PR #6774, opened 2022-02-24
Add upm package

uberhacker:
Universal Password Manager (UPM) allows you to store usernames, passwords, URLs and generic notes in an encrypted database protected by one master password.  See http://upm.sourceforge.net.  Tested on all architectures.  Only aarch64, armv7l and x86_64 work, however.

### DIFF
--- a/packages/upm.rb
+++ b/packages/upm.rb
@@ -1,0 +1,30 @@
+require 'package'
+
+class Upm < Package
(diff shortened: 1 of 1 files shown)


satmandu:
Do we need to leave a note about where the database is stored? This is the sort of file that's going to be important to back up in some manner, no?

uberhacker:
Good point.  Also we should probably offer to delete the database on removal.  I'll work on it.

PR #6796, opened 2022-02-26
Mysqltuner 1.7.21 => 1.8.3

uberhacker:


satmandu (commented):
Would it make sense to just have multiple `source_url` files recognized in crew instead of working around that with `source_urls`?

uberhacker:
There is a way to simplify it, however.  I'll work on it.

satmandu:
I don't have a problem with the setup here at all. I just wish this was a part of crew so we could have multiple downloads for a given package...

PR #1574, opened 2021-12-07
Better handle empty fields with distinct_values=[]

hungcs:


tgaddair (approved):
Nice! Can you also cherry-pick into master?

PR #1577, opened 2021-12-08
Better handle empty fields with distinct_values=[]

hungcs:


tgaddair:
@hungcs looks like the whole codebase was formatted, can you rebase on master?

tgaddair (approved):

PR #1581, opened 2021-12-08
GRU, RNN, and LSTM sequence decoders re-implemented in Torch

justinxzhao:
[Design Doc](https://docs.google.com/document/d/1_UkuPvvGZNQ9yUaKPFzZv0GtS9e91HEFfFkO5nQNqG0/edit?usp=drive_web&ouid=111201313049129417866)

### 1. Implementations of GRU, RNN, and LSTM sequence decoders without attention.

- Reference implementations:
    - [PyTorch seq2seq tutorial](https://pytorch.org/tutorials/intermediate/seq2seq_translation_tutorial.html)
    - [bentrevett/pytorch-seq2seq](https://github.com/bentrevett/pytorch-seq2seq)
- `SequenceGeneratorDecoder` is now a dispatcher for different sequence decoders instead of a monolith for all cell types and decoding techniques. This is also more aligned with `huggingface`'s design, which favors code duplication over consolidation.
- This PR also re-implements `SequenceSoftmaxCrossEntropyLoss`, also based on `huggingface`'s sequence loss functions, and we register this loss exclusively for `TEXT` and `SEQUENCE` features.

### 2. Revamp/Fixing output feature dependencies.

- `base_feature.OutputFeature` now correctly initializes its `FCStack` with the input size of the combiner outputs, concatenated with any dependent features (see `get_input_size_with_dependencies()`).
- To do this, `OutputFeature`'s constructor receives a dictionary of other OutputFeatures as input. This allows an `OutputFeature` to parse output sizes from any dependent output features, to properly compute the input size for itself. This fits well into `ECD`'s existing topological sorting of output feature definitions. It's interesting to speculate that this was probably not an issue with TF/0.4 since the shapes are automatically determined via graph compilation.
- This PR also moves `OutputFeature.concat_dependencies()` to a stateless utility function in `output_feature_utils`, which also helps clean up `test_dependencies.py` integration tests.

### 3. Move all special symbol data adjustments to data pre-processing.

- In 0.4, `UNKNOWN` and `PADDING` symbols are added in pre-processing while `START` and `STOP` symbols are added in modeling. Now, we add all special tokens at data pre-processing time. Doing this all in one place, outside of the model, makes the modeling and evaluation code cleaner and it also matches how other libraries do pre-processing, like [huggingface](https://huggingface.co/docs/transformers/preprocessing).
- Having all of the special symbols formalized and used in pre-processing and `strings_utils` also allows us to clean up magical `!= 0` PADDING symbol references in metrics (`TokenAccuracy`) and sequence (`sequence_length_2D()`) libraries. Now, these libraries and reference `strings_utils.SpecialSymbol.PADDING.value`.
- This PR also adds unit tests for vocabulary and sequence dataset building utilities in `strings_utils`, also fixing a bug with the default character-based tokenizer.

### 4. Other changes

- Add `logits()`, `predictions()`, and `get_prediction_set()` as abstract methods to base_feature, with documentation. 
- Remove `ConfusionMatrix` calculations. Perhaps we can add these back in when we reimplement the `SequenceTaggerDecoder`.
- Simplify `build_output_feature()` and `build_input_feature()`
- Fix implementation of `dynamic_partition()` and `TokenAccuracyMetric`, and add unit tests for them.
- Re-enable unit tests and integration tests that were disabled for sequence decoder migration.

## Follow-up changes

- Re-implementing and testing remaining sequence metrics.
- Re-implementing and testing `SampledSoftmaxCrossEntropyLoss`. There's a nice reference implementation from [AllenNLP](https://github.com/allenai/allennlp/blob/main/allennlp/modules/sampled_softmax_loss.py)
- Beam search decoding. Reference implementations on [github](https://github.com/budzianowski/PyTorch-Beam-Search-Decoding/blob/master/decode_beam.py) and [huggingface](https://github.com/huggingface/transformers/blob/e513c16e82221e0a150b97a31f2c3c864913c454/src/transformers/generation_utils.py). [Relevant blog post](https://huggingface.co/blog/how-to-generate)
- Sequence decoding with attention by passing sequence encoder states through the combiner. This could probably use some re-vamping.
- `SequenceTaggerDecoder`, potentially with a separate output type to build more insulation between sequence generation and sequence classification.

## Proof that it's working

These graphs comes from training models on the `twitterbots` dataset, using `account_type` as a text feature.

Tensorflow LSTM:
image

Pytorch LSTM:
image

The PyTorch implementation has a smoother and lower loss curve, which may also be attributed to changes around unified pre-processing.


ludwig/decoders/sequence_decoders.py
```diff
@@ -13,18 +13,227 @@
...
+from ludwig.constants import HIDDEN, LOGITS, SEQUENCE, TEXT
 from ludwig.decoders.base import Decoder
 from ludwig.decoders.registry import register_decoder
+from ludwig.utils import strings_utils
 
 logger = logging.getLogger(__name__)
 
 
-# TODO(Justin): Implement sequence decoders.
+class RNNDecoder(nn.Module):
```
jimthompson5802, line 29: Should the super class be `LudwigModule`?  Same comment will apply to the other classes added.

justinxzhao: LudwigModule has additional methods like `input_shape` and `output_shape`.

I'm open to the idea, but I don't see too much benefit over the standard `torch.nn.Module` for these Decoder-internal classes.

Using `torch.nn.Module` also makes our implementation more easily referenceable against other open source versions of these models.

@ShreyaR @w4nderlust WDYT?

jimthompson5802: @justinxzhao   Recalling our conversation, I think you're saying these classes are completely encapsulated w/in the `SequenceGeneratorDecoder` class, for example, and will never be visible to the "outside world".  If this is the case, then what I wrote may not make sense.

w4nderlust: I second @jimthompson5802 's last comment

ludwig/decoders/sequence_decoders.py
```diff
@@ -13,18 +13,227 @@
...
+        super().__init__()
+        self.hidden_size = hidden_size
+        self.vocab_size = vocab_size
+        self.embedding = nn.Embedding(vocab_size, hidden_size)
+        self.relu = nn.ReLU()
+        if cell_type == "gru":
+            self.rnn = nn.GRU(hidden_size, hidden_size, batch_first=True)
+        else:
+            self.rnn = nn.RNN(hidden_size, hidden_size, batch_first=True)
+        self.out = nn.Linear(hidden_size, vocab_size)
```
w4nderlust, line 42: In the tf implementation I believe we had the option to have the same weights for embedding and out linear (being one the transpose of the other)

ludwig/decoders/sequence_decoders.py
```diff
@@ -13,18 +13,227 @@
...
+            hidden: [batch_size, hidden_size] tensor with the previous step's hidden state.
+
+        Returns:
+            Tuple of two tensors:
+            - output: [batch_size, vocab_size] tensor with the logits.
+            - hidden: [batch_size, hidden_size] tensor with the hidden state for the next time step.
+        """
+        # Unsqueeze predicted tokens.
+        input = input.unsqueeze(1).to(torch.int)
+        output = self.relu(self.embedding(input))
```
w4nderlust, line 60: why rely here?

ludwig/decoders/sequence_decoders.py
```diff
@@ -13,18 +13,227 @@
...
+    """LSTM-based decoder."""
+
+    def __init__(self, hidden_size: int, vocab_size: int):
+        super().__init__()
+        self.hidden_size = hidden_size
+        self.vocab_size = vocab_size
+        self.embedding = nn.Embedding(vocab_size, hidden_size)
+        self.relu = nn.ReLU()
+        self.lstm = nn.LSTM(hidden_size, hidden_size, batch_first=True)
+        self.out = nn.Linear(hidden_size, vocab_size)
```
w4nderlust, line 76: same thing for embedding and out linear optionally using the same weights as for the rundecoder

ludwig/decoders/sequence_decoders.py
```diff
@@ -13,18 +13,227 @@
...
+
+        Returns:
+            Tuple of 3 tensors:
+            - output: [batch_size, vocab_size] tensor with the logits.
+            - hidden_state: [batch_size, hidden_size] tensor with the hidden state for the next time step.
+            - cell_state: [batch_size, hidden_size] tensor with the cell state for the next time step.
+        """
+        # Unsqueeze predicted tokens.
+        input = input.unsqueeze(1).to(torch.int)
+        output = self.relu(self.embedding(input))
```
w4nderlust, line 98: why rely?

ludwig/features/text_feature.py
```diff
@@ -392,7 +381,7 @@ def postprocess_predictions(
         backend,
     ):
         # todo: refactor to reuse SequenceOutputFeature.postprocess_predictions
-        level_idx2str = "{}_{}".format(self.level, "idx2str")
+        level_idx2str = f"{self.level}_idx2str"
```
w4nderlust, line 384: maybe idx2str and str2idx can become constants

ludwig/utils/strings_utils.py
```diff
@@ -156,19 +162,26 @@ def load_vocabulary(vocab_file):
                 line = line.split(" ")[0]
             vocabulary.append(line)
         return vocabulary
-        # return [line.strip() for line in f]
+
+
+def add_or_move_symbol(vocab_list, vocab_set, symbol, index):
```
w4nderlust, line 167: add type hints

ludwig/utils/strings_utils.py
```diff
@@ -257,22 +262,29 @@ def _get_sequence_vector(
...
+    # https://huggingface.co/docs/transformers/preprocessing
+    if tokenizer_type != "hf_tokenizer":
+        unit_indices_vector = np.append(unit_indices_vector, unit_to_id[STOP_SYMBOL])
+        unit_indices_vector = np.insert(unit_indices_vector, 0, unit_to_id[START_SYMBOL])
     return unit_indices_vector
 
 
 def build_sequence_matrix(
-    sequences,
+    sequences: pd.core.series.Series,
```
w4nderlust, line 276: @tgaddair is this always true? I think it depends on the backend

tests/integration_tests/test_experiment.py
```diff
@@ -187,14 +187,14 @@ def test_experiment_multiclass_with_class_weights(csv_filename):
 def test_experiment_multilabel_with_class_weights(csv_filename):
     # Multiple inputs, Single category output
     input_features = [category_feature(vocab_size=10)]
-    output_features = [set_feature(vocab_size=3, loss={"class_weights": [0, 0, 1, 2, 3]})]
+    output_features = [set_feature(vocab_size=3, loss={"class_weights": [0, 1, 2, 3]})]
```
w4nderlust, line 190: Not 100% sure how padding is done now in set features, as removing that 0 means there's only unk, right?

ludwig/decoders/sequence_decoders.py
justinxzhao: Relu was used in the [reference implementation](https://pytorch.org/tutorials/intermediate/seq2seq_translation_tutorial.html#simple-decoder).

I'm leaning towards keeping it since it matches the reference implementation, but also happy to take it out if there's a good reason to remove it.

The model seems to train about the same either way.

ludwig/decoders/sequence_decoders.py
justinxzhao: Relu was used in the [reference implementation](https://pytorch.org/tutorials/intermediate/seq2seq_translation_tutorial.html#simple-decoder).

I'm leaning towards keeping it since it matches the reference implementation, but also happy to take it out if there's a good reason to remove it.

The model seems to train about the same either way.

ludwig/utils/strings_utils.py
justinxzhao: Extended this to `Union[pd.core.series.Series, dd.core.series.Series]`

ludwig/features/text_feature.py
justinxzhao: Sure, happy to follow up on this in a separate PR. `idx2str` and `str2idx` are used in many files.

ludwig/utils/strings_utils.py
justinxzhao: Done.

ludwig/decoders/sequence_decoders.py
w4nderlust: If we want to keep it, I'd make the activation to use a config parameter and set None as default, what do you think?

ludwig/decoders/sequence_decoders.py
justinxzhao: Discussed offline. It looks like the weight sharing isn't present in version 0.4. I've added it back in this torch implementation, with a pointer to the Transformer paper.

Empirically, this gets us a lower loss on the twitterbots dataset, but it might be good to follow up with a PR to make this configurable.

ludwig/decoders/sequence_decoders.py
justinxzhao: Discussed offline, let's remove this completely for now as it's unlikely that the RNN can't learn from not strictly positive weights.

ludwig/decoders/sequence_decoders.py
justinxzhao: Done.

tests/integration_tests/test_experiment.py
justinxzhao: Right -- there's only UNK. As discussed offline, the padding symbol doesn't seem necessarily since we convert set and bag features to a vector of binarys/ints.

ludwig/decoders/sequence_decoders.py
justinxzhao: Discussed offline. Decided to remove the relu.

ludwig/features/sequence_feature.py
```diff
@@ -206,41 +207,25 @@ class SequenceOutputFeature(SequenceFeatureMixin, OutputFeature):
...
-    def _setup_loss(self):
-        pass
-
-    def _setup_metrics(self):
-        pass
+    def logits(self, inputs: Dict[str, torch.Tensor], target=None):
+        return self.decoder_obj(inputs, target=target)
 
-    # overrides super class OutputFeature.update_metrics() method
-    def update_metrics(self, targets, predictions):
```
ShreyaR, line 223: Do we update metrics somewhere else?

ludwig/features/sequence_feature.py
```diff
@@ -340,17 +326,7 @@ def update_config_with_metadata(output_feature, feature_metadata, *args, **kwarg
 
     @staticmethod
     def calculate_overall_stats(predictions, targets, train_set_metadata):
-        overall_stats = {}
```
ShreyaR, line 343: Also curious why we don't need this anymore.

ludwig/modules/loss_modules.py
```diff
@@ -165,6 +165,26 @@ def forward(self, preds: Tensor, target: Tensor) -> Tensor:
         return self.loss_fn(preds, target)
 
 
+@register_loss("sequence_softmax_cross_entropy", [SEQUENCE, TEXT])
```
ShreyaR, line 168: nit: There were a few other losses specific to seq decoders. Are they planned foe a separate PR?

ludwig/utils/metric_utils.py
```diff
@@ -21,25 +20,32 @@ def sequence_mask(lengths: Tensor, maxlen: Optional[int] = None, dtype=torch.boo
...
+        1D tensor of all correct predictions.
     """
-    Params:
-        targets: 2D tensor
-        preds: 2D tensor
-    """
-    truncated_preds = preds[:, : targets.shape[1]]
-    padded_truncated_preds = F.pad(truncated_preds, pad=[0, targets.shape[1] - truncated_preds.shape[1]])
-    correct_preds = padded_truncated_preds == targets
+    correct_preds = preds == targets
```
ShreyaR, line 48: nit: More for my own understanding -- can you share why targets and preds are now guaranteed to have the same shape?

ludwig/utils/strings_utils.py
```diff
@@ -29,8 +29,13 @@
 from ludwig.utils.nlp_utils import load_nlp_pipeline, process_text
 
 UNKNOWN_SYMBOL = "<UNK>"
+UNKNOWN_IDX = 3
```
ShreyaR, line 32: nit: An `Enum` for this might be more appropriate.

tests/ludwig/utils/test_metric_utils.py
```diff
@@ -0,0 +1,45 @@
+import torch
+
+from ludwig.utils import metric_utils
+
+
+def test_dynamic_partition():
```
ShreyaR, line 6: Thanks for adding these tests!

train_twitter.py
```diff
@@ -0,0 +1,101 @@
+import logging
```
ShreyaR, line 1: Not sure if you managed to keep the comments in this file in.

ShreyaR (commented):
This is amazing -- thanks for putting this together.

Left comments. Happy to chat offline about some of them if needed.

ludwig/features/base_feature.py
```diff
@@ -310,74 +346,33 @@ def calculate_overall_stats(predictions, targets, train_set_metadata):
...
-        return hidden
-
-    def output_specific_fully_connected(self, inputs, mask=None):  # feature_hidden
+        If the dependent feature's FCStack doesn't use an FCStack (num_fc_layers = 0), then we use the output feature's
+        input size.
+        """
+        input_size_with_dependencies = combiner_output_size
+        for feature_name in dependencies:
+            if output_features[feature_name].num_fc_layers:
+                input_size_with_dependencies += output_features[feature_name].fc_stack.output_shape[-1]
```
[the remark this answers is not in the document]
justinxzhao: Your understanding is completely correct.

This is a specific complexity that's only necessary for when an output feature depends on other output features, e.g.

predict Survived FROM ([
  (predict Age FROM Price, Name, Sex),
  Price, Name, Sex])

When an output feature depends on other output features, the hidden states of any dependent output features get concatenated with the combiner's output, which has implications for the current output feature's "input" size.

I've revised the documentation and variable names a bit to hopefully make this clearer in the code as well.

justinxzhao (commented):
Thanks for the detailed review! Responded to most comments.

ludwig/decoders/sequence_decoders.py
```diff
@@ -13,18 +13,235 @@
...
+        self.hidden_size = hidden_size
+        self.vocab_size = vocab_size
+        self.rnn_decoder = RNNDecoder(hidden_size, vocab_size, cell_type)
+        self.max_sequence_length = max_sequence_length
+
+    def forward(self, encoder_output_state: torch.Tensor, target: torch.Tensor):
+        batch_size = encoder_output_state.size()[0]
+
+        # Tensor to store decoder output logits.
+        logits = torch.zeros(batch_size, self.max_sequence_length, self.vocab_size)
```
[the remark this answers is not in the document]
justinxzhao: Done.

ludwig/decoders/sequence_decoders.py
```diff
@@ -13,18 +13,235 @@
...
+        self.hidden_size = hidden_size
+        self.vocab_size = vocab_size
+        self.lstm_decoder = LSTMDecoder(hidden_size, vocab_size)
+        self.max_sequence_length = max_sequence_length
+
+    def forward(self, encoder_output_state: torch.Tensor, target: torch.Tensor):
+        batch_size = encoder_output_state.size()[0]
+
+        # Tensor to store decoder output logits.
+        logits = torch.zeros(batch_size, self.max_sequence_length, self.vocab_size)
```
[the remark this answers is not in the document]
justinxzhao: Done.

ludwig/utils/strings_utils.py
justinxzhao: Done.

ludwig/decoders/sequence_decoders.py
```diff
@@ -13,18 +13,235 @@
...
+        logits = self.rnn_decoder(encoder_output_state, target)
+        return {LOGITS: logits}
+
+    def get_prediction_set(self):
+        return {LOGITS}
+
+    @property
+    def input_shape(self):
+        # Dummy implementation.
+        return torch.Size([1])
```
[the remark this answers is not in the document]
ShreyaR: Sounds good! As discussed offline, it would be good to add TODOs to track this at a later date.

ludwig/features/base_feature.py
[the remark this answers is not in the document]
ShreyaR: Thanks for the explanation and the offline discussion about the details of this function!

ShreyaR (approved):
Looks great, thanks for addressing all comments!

•••

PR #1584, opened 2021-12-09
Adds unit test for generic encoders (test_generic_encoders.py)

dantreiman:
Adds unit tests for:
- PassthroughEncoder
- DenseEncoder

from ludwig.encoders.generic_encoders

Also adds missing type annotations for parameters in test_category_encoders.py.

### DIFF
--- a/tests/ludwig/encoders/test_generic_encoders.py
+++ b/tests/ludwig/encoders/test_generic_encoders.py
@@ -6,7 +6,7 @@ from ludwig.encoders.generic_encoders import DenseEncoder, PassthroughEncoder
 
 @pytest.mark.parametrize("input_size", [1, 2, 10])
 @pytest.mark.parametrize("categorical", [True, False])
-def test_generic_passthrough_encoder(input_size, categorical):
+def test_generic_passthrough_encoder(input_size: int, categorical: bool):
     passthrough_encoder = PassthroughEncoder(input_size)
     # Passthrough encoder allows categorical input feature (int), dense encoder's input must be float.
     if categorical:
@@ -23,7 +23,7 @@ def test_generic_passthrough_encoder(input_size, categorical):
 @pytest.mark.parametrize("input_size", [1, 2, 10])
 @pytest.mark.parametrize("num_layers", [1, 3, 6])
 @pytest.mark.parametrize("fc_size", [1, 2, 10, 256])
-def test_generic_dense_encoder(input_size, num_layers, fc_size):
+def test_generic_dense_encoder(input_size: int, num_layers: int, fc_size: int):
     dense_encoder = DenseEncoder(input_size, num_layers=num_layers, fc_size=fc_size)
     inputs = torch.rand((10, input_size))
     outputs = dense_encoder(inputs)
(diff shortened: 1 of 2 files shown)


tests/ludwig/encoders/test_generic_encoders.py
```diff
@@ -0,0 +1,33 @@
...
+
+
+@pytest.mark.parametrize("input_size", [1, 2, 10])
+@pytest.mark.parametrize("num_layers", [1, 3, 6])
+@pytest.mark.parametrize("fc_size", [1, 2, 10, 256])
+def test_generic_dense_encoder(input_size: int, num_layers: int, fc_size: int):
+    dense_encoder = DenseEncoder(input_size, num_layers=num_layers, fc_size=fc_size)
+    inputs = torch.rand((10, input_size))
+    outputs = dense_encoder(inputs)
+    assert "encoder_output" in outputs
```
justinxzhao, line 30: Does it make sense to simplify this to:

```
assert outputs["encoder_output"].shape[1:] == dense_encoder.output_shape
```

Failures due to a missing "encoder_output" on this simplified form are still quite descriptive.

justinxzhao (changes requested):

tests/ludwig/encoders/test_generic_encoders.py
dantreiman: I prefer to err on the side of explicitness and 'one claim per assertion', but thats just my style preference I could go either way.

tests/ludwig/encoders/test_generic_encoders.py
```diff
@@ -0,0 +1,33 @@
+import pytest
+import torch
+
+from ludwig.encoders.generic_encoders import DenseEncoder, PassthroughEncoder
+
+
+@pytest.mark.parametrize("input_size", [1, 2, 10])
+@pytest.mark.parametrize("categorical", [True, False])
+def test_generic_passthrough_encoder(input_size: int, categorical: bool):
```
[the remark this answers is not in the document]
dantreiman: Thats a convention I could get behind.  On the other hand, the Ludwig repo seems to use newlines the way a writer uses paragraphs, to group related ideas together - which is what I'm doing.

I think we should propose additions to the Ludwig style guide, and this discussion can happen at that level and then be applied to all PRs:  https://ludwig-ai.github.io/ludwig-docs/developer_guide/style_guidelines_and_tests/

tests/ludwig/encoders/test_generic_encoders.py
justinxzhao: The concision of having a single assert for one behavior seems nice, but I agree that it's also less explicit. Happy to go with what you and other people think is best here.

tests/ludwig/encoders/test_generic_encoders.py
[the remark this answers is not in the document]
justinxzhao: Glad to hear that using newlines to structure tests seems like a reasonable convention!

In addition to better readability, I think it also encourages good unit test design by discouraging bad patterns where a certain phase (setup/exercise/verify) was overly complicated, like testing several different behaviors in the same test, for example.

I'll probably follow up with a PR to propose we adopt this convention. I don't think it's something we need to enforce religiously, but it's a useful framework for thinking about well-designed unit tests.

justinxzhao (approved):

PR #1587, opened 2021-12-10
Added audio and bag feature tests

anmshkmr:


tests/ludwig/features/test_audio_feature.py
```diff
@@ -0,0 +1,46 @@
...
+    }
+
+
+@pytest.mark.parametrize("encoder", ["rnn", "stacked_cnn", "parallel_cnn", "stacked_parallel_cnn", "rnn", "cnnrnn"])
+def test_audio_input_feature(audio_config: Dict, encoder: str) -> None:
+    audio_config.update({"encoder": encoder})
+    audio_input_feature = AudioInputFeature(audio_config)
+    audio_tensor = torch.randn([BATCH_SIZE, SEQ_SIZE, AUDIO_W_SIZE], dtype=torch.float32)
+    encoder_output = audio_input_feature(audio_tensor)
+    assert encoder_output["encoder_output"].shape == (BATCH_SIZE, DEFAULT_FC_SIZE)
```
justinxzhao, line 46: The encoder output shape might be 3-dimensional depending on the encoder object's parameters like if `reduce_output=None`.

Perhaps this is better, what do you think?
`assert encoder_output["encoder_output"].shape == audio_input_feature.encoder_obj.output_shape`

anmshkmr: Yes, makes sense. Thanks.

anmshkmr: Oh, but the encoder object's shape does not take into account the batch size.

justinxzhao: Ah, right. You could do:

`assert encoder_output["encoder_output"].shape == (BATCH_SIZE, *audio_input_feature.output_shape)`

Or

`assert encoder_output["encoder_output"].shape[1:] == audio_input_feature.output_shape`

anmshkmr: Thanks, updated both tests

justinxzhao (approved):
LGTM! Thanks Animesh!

•••

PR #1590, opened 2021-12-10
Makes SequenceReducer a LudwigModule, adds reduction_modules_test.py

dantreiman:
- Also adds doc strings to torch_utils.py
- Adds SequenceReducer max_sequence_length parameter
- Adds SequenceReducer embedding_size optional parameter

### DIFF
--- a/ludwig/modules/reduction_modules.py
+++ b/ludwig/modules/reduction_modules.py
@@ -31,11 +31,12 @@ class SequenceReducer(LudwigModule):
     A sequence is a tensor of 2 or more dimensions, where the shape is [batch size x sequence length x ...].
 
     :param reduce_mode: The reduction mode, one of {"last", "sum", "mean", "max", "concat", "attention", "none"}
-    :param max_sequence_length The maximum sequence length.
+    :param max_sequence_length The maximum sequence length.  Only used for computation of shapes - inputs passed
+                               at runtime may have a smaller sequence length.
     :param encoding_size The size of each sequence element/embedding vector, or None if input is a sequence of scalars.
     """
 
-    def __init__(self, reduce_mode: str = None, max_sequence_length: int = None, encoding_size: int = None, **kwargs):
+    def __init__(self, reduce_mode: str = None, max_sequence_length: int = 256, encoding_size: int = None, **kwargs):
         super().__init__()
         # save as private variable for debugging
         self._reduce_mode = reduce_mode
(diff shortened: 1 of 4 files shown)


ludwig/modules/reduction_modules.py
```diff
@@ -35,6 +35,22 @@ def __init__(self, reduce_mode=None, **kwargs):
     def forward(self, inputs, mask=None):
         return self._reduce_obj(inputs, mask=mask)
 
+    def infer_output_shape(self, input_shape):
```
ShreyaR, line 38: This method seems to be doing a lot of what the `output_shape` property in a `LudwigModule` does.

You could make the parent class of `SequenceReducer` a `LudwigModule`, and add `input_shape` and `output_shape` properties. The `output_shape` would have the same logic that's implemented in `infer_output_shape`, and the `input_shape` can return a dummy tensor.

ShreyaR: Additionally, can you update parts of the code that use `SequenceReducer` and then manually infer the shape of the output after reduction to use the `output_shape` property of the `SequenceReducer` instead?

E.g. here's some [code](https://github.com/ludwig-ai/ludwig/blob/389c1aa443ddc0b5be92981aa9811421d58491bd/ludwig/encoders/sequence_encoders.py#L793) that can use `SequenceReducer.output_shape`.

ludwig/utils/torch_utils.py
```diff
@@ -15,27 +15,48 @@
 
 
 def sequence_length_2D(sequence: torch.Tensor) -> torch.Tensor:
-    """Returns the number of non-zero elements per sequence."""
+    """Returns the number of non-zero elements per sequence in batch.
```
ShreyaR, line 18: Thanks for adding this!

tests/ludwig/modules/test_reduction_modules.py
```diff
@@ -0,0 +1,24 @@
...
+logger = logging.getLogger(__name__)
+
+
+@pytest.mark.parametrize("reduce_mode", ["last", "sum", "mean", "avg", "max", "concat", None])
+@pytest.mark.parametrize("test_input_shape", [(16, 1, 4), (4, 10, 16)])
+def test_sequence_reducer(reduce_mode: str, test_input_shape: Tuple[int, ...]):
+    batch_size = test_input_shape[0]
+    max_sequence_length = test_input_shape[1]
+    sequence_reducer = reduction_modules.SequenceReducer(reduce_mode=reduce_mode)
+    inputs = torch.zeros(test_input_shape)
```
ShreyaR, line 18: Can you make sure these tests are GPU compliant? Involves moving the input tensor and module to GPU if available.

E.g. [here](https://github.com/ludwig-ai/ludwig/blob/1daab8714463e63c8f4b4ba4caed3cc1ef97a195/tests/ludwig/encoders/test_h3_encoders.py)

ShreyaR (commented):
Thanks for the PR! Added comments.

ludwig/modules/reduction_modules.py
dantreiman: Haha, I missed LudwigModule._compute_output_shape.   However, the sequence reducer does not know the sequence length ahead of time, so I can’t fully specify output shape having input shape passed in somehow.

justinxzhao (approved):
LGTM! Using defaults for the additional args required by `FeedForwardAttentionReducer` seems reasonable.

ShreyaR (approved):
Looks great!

•••

**Activity:**
In the records above, how many lines hold the string "propose"? Respond with that number only.

**Your solution:**
2